Bucket list

Jessica Faircliff
11 min readOct 27, 2021

“You want to go without me?”

“Yes. Well I mean No. It would obviously be better if you could come. But I can definitely do it without you.”

“You want to drive all the way up to Inhambane without me?”

“Babe, I am perfectly capable. We will be fine. I have been wanting to get up there for twenty years, and these kinds of opportunities don’t come around too often. Dave and Kirst will look after us and the kids will have such fun with theirs.”

He just looked at me. Fuming.

“So can I take the Cruiser?” I asked, cheekily.

“You don’t even have a valid driver’s license.”

“I have found some guy who is collecting it for me today. It is arriving at 3pm.”

“And COVID?”

“We have to go for tests this afternoon. We get our results tomorrow and we leave 5am Friday.”

“That is two days time.” He looked forlornly at his computer. Admittedly it was all a bit rushed. The schools had shut a week early for the winter holidays thanks to COVID and we had received a last-minute invite from friends with shares in a house in the Inhambane province on the Monday to leave on Friday for two weeks. Matt had declared it impossible straight away. I, on the other hand, was quite determined to go. This was Wednesday and I had been scheming for two days.

“Well, then you force my hand. I will have to come with.”
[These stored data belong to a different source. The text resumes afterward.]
PR #6399, opened 2019-07-05
Ignore /dev and /run space/inode usage

### LINKED ISSUE #6361: Netdata not ignoring /dev and /run by default
##### Bug report summary

Netdata is sending me alerts about disk space and inodes usage from 

* /run/lock
* /run
* /dev

##### OS / Environment

Debian 9, x64

netdata v1.15.0-129-nightly

##### Component Name

diskspace.plugin

##### Steps To Reproduce

This happened on a fresh Debian 9 (launched from AWS Debian's official AMIs) and with netdata installed from the kickstart script.

##### Expected behavior

Netdata's diskspace plugin should ignore /dev and /run.

vlvkobal:
##### Summary
There were useless alerts for `/dev` and `/run` space/inode usage on a fresh Debian 9 installation. We are disabling these checks by default.

Fixes #6361

##### Component Name
health

### DIFF
--- a/health/health.d/disks.conf
+++ b/health/health.d/disks.conf
@@ -13,7 +13,7 @@ template: disk_space_usage
       on: disk.space
       os: linux freebsd
    hosts: *
-families: *
+families: !/dev !/dev/* !/run !/run/* *
     calc: $used * 100 / ($avail + $used)
    units: %
    every: 1m
@@ -27,7 +27,7 @@ template: disk_inode_usage
       on: disk.inodes
       os: linux freebsd
    hosts: *
-families: *
+families: !/dev !/dev/* !/run !/run/* *
     calc: $used * 100 / ($avail + $used)
    units: %
    every: 1m


thiagoftsm:
I am letting it running during few hours to confirm that everything is correct after this fix.

ilyam8:
@vlvkobal 	have you tested it?

hey @alexandernst if you have time could you test the PR?

thiagoftsm:
I ran the following test here:

1 - I verified that in my debian VM I had 488 MB reserved to it, but it was using 0MB.
2 - Due the fact we wanna test no messages for disk space, I had to run the following steps:
# dd if=/dev/zero of=test count=476000 bs=1024
# cp test /dev

This last step filled 96% of the /dev without raise an alarm. After this I decided to move to the extreme.
3 - I ran the following commands:
# dd if=/dev/zero of=test count=500000 bs=1024
# cp test /dev

These last commands try to move a file bigger than /dev and I received a alarm for "out of disk space time". 

Considering these 2 tests I think this PR is doing what is hoped from. The udev is small and it won't use a lot of space when correctly set. Before to merge this, we need to check with @alexandernst whether he is not receiving other alarms related with disk space. 

I have to do two questions for @alexandernst :

1 - Are these tests that I realized compared with your real world problem?
2 - And case it is possible, please, can you say us how much free space you have allocated for your /dev?

Depending of the answers I will approve this, because this specific PR can hidden a message that can give us an alarm for a hidden worm working in the computer, for example.

Finally, it worked as it is hoped.

Ferroin:
@thiagoftsm While this is silencing an alert that could, in theory, be tripped by malware, it takes some pretty creative behavior to turn a full `/dev` or `/run` into an actual issue once the system has finished startup.  Both rarely, if ever, need new files added after startup, and the small percentage of software that would actually be impacted by them being full breaks pretty noisily even without the alarm from Netdata.

alexandernst:
@thiagoftsm 

Answering to your questions in order:

1. My real work problem is just a completely new Debian AMI launched in a t3.nano
2. Here is a df:

```
root@ip-172-17-20-168:/home/admin# df -h
Filesystem      Size  Used Avail Use% Mounted on
udev            225M     0  225M   0% /dev
tmpfs            48M  8.6M   39M  19% /run
/dev/nvme0n1p1  7.9G  5.1G  2.4G  69% /
tmpfs           236M   64K  236M   1% /dev/shm
tmpfs           5.0M     0  5.0M   0% /run/lock
tmpfs           236M     0  236M   0% /sys/fs/cgroup
tmpfs            48M     0   48M   0% /run/user/1000
```

thiagoftsm:
Hi @alexandernst and @Ferroin ,

Thank you by the answers and explanations given.
At least in my tests everything worked as it hoped, so I am approving the PR and waiting for other tests from other people.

“What are you going to tell work?”

“That I am driving 14 hours up the coast on Friday and setting up office in Inhambane for two weeks I suppose. I hope that old modem still works.”

The COVID tests were negative, the border was empty. The Chinese road that Mozambique paid for in fish and hard wood, curved python like through the flat grassland. We crossed the Rio Future, a shallow depression filled with papyrus, then the Rio Maputo, a wide river supporting, at that point, the village of Salamanga.

A shock of a cement factory rose up on the side of the road amidst mine dumps of yellow sand. A Massive steel structure supporting pipes flanked by aircraft hangers full of product sat squarely in the middle. Hanzi on the walls. The tolls took Rands and returned Meticais. After nearly two years of lockdown the feeling of freedom and adventure was a tonic.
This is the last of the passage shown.